Required action: Scan the entries for lines with the word "include", then copy those lines.

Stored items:
PR #1031, opened 2017-10-08
Added fonts configurability by a separate file

tomangelo2:
For now file fonts.ini is stored next to colobot.ini

### DIFF
--- a/src/common/font_config.cpp
+++ b/src/common/font_config.cpp
@@ -17,7 +17,7 @@
  * along with this program. If not, see http://gnu.org/licenses
  */
  
-#include "common/font_file.h"
+#include "common/font_config.h"
 
 #include "common/logger.h"
 #include "common/make_unique.h"
--- a/src/common/font_config.cpp
+++ b/src/common/font_config.cpp
@@ -42,12 +42,6 @@ CFontConfig::CFontConfig()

Response area:
-#include "common/font_file.h"
+#include "common/font_config.h"
 #include "common/logger.h"
 #include "common/make_unique.h"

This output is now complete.